- [MATERIAL PROVIDED]
PR #768, opened 2016-09-02
[#128102841] Bulk mail recipient search form update

drench:
This updates bulk mail recipient search form and search backend. The main difference is the use of checkboxes to select user classes ("Customers", "Authorized Users", "Account Owners"). This should otherwise work as before: the user sets search filters and is given a list of recipients to view and download as a CSV.

The label alignment with the checkboxes looks slightly off, but this appears to be app-wide.


spec/factories/products.rb
```diff
@@ -7,6 +7,12 @@
     is_hidden false
     initial_order_status_id { FactoryGirl.create(:order_status, name: "New").id }
 
+    after(:build) do |product|
+      if product.facility_account.present?
```
drench: It's common in specs to set both a `facility` and `facility_account` when creating a `Product`. Having to explicitly set `facility` felt redundant, so I added this.

vendor/engines/bulk_email/app/views/bulk_email/bulk_email/_fields.html.haml
```diff
@@ -2,17 +2,27 @@
 
   .row
     .span3
-      = f.input :search_type, collection: @search_types.invert, selected: params[:search_type], input_html: { name: "search_type" }
+      - @user_types.each do |user_type, label_text|
+        = label_tag(user_type) do
+          = check_box_tag "bulk_email[user_types][]",
```
drench: I did not find a way to get `collection_check_boxes` to generate what this does.

vendor/engines/bulk_email/app/views/bulk_email/bulk_email/_export.html.haml
```diff
@@ -1,10 +1,12 @@
-= form_tag facility_bulk_email_path, :method => :get, :id => "bulk_email_export" do
+= form_tag facility_bulk_email_path, method: :get, id: "bulk_email_export" do
   = hidden_field_tag :format, :csv
-  = hidden_field_tag :search_type, @search_fields[:search_type]
+  - @search_fields[:bulk_email][:user_types].each do |user_type|
```
jhanggi: Take a look at the HTML output on the Facility or Product edit forms. Most of those checkboxes are aligned properly.

vendor/engines/bulk_email/app/controllers/bulk_email/bulk_email_controller.rb
```diff
@@ -37,16 +39,26 @@ def init_search_options
...
-      @search_types.delete(:authorized_users) unless @products.exists?(requires_approval: true)
+      @user_types = user_types
+      @user_types.delete(:authorized_users) unless @products.exists?(requires_approval: true)
     end
 
-    def search_types
-      BulkEmailSearcher::SEARCH_TYPES.each_with_object({}) do |search_type, hash|
-        hash[search_type] = I18n.t("bulk_email.search_type.#{search_type}")
+    def datepicker_field_input(form, key)
+      date = @search_fields[key].presence.try(:tr, "-", "/") || ""
```
jhanggi: How do we deal with this elsewhere? I didn't think we needed this replacement in most places.

vendor/engines/bulk_email/app/services/bulk_email/bulk_email_searcher.rb
```diff
@@ -7,15 +7,22 @@ class BulkEmailSearcher
...
+        USER_TYPES & (search_fields[:bulk_email].try(:[], :user_types) || []).map(&:to_sym)
+    end
+
     def do_search
-      return unless SEARCH_TYPES.include? search_fields[:search_type].to_sym
-      public_send(:"search_#{search_fields[:search_type]}")
+      return if user_types.blank?
+      user_types.map do |user_type|
+        public_send(:"search_#{user_type}")
+      end.sum.uniq
```
jhanggi: Would this read a little more cleanly if we said `flatten`? And maybe `collect` instead of `map` here?

vendor/engines/bulk_email/app/assets/javascripts/bulk_email/bulk_email.js
```diff
@@ -1,9 +1,19 @@
 $(function() {
+
+  function selected_user_types() {
```
jhanggi: I _think_ we've been moving towards using camel case for JS function and variable names.

vendor/engines/bulk_email/app/views/bulk_email/bulk_email/_export.html.haml
drench: Thanks - it turns out the `label` tag having the `checkbox` class is crucial. There are other checkbox labels in the app missing this; `/facilities/:id/facility_accounts/:id/edit` has one example.

vendor/engines/bulk_email/app/controllers/bulk_email/bulk_email_controller.rb
drench: Datepicker disallows typing characters other than `/` and digits, but it doesn't stop pasting. I don't have the reference, but I remember a situation with dates being pasted in "mm-dd-yyyy" format being an issue before.

The searcher service object converts `-` to `/` before parsing dates, but the `param` value remains the same and becomes a blank when displaying the form back to the user after a search.

We're not really consistent: `facilities/:id/instruments/:id/price_policies/new` accepts either "mm-dd-yyyy" or "yyyy-mm-dd" (the latter may be a paste workaround as well).

jhanggi: Ok, I was thinking we had a standard way of dealing with this. I think it's fine.

Would `@search_fields[key].to_s.tr("-", "/")` be equivalent? It would get rid of the `try` and the `||`.

vendor/engines/bulk_email/app/services/bulk_email/bulk_email_searcher.rb
```diff
@@ -7,15 +7,22 @@ class BulkEmailSearcher
...
-    SEARCH_TYPES = [:customers, :account_owners, :customers_and_account_owners, :authorized_users].freeze
+    USER_TYPES = %i(customers authorized_users account_owners).freeze
 
     def initialize(search_fields)
       @search_fields = search_fields
     end
 
+    def user_types
+      @user_types ||=
+        USER_TYPES & (search_fields[:bulk_email].try(:[], :user_types) || []).map(&:to_sym)
```
jhanggi: I feel like the `try`/`||` pattern is not always as clear as it could be. Are we ever using anything in `search_fields` that's not `:bulk_email`? It might be easier to deal with this if we made `@search_fields = Array(search_fields[:bulk_email])` in the contructor. 

It might also be a little clearer here to introduce an intermediate variable for the user inputs.

vendor/engines/bulk_email/app/services/bulk_email/bulk_email_searcher.rb
```diff
@@ -7,15 +7,22 @@ class BulkEmailSearcher
...
+    end
+
     def do_search
-      return unless SEARCH_TYPES.include? search_fields[:search_type].to_sym
-      public_send(:"search_#{search_fields[:search_type]}")
+      return if user_types.blank?
```
jhanggi: Is this check necessary anymore now that `user_types` is always sanitized and returns an array?

vendor/engines/bulk_email/app/controllers/bulk_email/bulk_email_controller.rb
```diff
@@ -37,16 +39,26 @@ def init_search_options
...
+      form.input(key, input_html: { value: date, class: "datepicker", name: key })
```
jhanggi: This might get annoying to fix because it looks to be something more global, but right now the maximum date for date_start is today. That's probably right for reporting and transaction searching, but in this scenario, we probably want to be able to select something like "users with reservations next week".

vendor/engines/bulk_email/app/services/bulk_email/bulk_email_searcher.rb
drench: I had taken this out but put it back because if `#do_search` returns an empty array, the template will say "No users found", which we don't want when a user first lands on `/facilities/:id/bulk_email`. There's probably a clearer way to accomplish this.

drench: …which also means if a user deselects all checkboxes and does a search, it will *not* say "No users found" but probably should (or something more specific, like "Choose at least one user type").

vendor/engines/bulk_email/app/controllers/bulk_email/bulk_email_controller.rb
drench: It turned out not that annoying: we can use `datepicker__data` here with no `min-date` or `max-date` specified.

vendor/engines/bulk_email/app/services/bulk_email/bulk_email_searcher.rb
jhanggi: Could we do a check in the view to look at another parameter (I think `commit` is always there if it's a submitted form)? That might be a cleaner way to determine if someone is just landing or if they're submitting.

vendor/engines/bulk_email/app/controllers/bulk_email/bulk_email_controller.rb
```diff
@@ -37,16 +39,26 @@ def init_search_options
...
+      @user_types = user_types
+      @user_types.delete(:authorized_users) unless @products.exists?(requires_approval: true)
     end
 
-    def search_types
-      BulkEmailSearcher::SEARCH_TYPES.each_with_object({}) do |search_type, hash|
-        hash[search_type] = I18n.t("bulk_email.search_type.#{search_type}")
+    def datepicker_field_input(form, key)
+      date = @search_fields[key].to_s.tr("-", "/")
+      form.input(key, input_html: { value: date, class: "datepicker datepicker__data", name: key })
```
jhanggi: Do we need the `datepicker` class now? This isn't going to get initialized multiple times, is it?

vendor/engines/bulk_email/app/services/bulk_email/bulk_email_searcher.rb
jhanggi: Any thoughts on this comment? ^

drench: I see this as somewhat related to the blank `@user` issue; the try exists because there's otherwise no way to tell the difference between hitting the search form landing page and actually doing a search. I have a patch coming up.

vendor/engines/bulk_email/app/controllers/bulk_email/bulk_email_controller.rb
```diff
@@ -15,17 +15,18 @@ class BulkEmailController < ApplicationController
...
+    helper_method :user_type_selected?
+
     def search
-      if params[:search_type]
-        searcher = BulkEmailSearcher.new(@search_fields)
-        @users = searcher.do_search
-        @order_details = searcher.order_details
-      end
+      @searcher = BulkEmailSearcher.new(@search_fields)
+      @users = @searcher.do_search
```
drench: Just a note that nothing appeared to be using the `@order_details` results so I removed it. A lot of the tests focused on orders, but I've updated them to look at `@users` instead.

vendor/engines/bulk_email/spec/services/bulk_email/bulk_email_searcher_spec.rb
```diff
@@ -17,228 +17,346 @@
...
+        ]
+      end
+
+      it_behaves_like "active/inactive users" do
+        let(:user) { purchaser }
+      end
+
+      context "when selecting no specific product" do
+        it "returns users who are customers of all products" do
+          expect(users).to contain_exactly(purchaser, purchaser2, purchaser3)
```
drench: I'm not sure this is the behavior we want (no product selected == all products selected)?

drench: I could see it being useful though, since we don't otherwise offer a blanket "anybody who purchased anything" option.

jhanggi: Yeah, I do think we want this behavior.

drench:

It struck me during this process that the service object could have a better name than `BulkEmailSearcher` (since it doesn't search bulk emails) but for the sake of the diffs I want to save that rename for a future PR.

jhanggi:
Rename sounds good to me, but I agree it's best saved for a separate PR.

👍

PR #770, opened 2016-09-07
[#132075] Increase size of instrument down icon on user-facing view

jhanggi:


drench:
Do we want this larger on the daily view too? If not, :+1:

drench:
:+1:

PR #771, opened 2016-09-09
[#128102967] Allow bulk email recipient de/selection for export

drench:
This adds checkboxes to the bulk email recipient search result list, allowing the user to select or deselect recipients for export. It should be Oracle-1001-proof.

It's tagged WIP while I work out a visual issue that's bugging me where the recipient list table shifts up and down depending on if the "Export" button is visible.


vendor/engines/bulk_email/app/assets/javascripts/bulk_email/bulk_email.js
```diff
@@ -31,4 +31,15 @@ $(function() {
     return false;
   })
 
+  function showHideRecipientExportButton() {
+    if ($('.js--bulk-email-recipient').is(':checked')) {
+      $('.js--bulk-email-export-button').show();
```
jhanggi: What about disabling it so it's grayed out? Then you don't have to worry about the shifting.

vendor/engines/bulk_email/app/controllers/bulk_email/bulk_email_controller.rb
```diff
@@ -21,15 +21,12 @@ class BulkEmailController < ApplicationController
...
-      respond_to do |format|
-        format.html
-
-        format.csv do
-          filename = "bulk_email_#{params[:bulk_email][:user_types].join('-')}.csv"
-          set_csv_headers(filename)
-        end
-      end
+    def download
+      @users = User.where_ids_in(params[:recipient_ids])
```
jhanggi: I don't think we need to worry about this, but should we add any sort of constraints around this? People could get access to other facilities user lists. Maybe `BulkEmailSearcher` has an `all` method that gives us the widest list within a facility. Not sure if it's worth dealing with, but something to think about.

vendor/engines/bulk_email/spec/controllers/bulk_email/bulk_email_controller_spec.rb
```diff
@@ -112,19 +112,31 @@
...
+    end
 
-      it "sets the filename" do
-        expect(response.headers["Content-Disposition"])
-          .to eq('attachment; filename="bulk_email_customers.csv"')
-      end
+    before(:each) do
+      @action = "download"
+      @method = :post
+      @params.merge!(format: :csv, recipient_ids: recipients.map(&:id))
```
jhanggi: I don't really care about the 

> Use `@params[:format] = :csv; @params[:recipient_ids] = recipients.map(&:id)` instead of `@params.merge!(format: :csv, recipient_ids: recipients.map(&:id))` cop. 

I'd be fine if we disabled that one.

jhanggi:
Looking pretty good so far.

vendor/engines/bulk_email/app/controllers/bulk_email/bulk_email_controller.rb
drench: Yeah, we would need to hang on to more of the search criteria because otherwise users don't really "belong" to a facility. I'm wondering: does this open anything new to a user who also has access to search `/facilities/:id/users`?

drench:
This is ready for review. It does lack feature specs. I looked into testing file downloads using http://stackoverflow.com/a/29544674 but was getting timeout errors and felt like I was hitting a wall. It seems like it would be nice to have though.

vendor/engines/bulk_email/app/assets/javascripts/bulk_email/bulk_email.js
```diff
@@ -31,4 +31,16 @@ $(function() {
     return false;
   })
 
+  function showHideRecipientExportButton() {
+    $downloadButton = $('.js--bulk-email-export-button');
```
drench: Just noticed this global. I guess I thought I was writing coffeescript.

vendor/engines/bulk_email/app/views/bulk_email/bulk_email/_fields.html.haml
```diff
@@ -19,7 +19,7 @@
   .row
     %h4.span8= t("bulk_email.dates.label")
 
-  .row
+  #dates_between.row
```
drench: I think we lost this `id` in 8c91b7d7a788b3a9def5339e5f3f48069aa48244. It might be better as a `.js--*` class now but this should restore the enable/disable date field behavior without changing the javascript for now (it's going to change in a near-future PR).

vendor/engines/bulk_email/app/controllers/bulk_email/bulk_email_controller.rb
jhanggi: I don't think it's anything newer than that, so I think we're probably ok. I wouldn't worry about it. I just wanted to raise the idea.

jhanggi:
👍

PR #772, opened 2016-09-14
[#128113219] Compose and send bulk email

drench:
This adds, for global admins, a "Compose Mail" button as an alternate flow to the CSV download of recipients. This allows the user to send mail (through `delayed_job`) to the selected users after specifying a subject line and a custom (text-only) message.

It's tagged "WIP" because there are a few aspects I'd like to revisit:
* If selecting a large number of recipients, the display on the compose page could use some kind of overflow handling.
* ~~Hitting "cancel" on the compose page takes the user back to `/facilities/:id/bulk_email`, losing any search options or selected recipients from the previous step.~~
* The custom text message is wrapped within boilerplate text, though this standard text isn't shown to the user.
* The email boilerplate text is minimal and could use expansion.


vendor/engines/bulk_email/app/views/bulk_email/bulk_email/create.html.haml
```diff
@@ -0,0 +1,29 @@
...
+
+  .span8= f.input :subject, input_html: { class: "input-xxlarge" }
+
+  .span8
+    = f.input :custom_message,
+      as: :text,
+      input_html: { class: "input-xxlarge", rows: 6 }
+
+  .span8
+    = link_to text("shared.cancel"), facility_bulk_email_path, class: "btn"
```
jhanggi: I think our usual styling for "Cancel" is just a link and to the right of the submit button.

vendor/engines/bulk_email/app/views/bulk_email/bulk_email/create.html.haml
```diff
@@ -0,0 +1,29 @@
...
+    = f.submit text("bulk_email.send_mail"), class: "btn btn-primary"
```
jhanggi: I would probably preemptively add a `disable_with` to this to avoid double clicks that could cause duplicate emails.

vendor/engines/bulk_email/spec/controllers/bulk_email/bulk_email_controller_spec.rb
```diff
@@ -139,4 +139,41 @@
...
+
+  describe "POST #deliver" do
+    let(:recipients) { FactoryGirl.create_list(:user, 3) }
+    let(:custom_message) { "Custom message" }
+
+    before(:each) do
+      @action = "deliver"
+      @method = :post
+      @params[:bulk_email_delivery_form] = {
+        subject: subject_line,
```
jhanggi: Should we prefix the subject line with anything?

vendor/engines/bulk_email/config/locales/en.yml
```diff
@@ -11,4 +11,20 @@ en:
       start: Starting
       end: Ending
     no_results: No users found
-    export_html: Export
+    compose_mail: Compose Mail
+    export: Export
+    body:
+      greeting: Hello %{recipient_name},
+      signoff: If you have any questions, please contact %{facility_name}.
```
jhanggi: I know we're still figuring this out, but should we link to the facility?

jhanggi: And I'm thinking we should probably say something about being sent on behalf of `!app_name!`. We can punt on that, though.

vendor/engines/bulk_email/app/assets/javascripts/bulk_email/bulk_email.js.coffee
```diff
@@ -0,0 +1,59 @@
...
+    user_types = @selectedUserTypes()
+    user_types.length == 1 && user_types[0] == 'authorized_users'
+
+  selectedUserTypes: -> @$userTypeCheckboxes().filter(':checked').map -> @.value
+
+  toggleNonRestrictedProducts: ->
+    # Hide non-restricted items when doing an authorized_users search
+    isHideNonRestrictedProducts = @authorizedUsersSelectedOnly()
+    @$form.find('#products option[data-restricted=false]').each ->
+      $option = $(this)
```
drench: I changed it, though I'm not totally sold on using `@` in this context.

vendor/engines/bulk_email/app/controllers/bulk_email/bulk_email_controller.rb
```diff
@@ -11,26 +11,50 @@ class BulkEmailController < ApplicationController
...
+        @users = User.where_ids_in(@delivery_form.recipient_ids)
+        render :create
+      end
     end
 
     private
 
+    def init_delivery_form
+      @delivery_form = DeliveryForm.new(current_facility)
+      @delivery_form.assign_attributes(params) if params[:bulk_email_delivery_form].present?
```
drench: Good catch: it was like this because an earlier version did not have `recipient_ids` nested within `:bulk_email_delivery_form`. It's there now, so there's no longer a need to send all of `params`.

vendor/engines/bulk_email/spec/controllers/bulk_email/bulk_email_controller_spec.rb
drench: Updated to prefix this with "[{app_name} {facility_name}]"

vendor/engines/bulk_email/config/locales/en.yml
drench: Linking to the facility is a good idea. I'd like to get feedback from NU on how they'd like this to read.

vendor/engines/bulk_email/app/controllers/bulk_email/bulk_email_controller.rb
```diff
@@ -11,26 +11,64 @@ class BulkEmailController < ApplicationController
...
+    def bulk_email_cancel_path
+      if cancel_params.present?
+        facility_bulk_email_path(cancel_params)
+      else
+        facility_bulk_email_path
+      end
+    end
+
+    def cancel_params
+      @cancel_params ||= params.select do |field, _value|
```
jhanggi: Does `params.slice(%w(start_date end_date bulk_email products))` get what you want?

vendor/engines/bulk_email/app/controllers/bulk_email/bulk_email_controller.rb
```diff
@@ -11,26 +11,64 @@ class BulkEmailController < ApplicationController
...
+        format.html
+      end
+    end
+
+    def deliver
+      if @delivery_form.deliver_all
+        flash[:notice] = text("bulk_email.delivery.success", count: @delivery_form.recipient_ids.count)
+        redirect_to facility_bulk_email_path
+      else
+        @users = User.where_ids_in(@delivery_form.recipient_ids)
```
jhanggi: Should we have some sort of flash message?

vendor/engines/bulk_email/spec/services/bulk_email/recipient_searcher_spec.rb
```diff
@@ -73,6 +73,33 @@ def place_order(purchaser:, product:, account:)
...
+      {
+        bulk_email: { user_types: [:customers, :account_users] },
+        commit: "Submit",
+        facility_id: facility.id,
+        start_date: "1/1/2009",
+        end_date: "12/31/2016",
+        products: [1, 3, 5],
+      }
+    end
+    let(:fragment) { Nokogiri::HTML(searcher.search_params_as_hidden_fields.join("")) }
```
jhanggi: I just found `Capybara.string`, which in theory _should_ work here to give you Capybara's matchers. For some reason, though, I couldn't make it work. Didn't seem to parse the string correctly.

vendor/engines/bulk_email/app/controllers/bulk_email/bulk_email_controller.rb
drench: It would take something weird like insert into the delayed jobs table failing to make it fail, but if something like that does happen there ought to be a message. Added.

drench:
Just a note that this does not include a mailer preview. It turns out adding previews in an engine is not really supported. It's possible to set `config.action_mailer.preview_path` in an engine, but then you lose the previews in the main app.

There was some activity toward allowing multiple directories here https://github.com/rails/rails/pull/16836 but it doesn't look like it's moved in 2 years.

- [TASK ITEM] Track down every line in the entries that includes the string "find", and copy it.

- [OUTPUT OF THE EXERCISE]
drench: I did not find a way to get `collection_check_boxes` to generate what this does.
+    @$form.find('#products option[data-restricted=false]').each ->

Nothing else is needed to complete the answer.